-- Opening Marker --
PR #935, opened 2018-05-16
MB-29654: Copy value, arrayPositions into the interim structure(s)

abhinavdangeti:


abhinavdangeti:
@mschoch Yep that's my understanding as well, to preserve the array positions beyond the scope of the callback method - we need to create a copy.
-- Closing Marker --
**Task brief:**
Would you transcribe the entire listing above without any deviation?

**Output for this exercise:**
PR #935, opened 2018-05-16
MB-29654: Copy value, arrayPositions into the interim structure(s)

abhinavdangeti:


abhinavdangeti:
@mschoch Yep that's my understanding as well, to preserve the array positions beyond the scope of the callback method - we need to create a copy.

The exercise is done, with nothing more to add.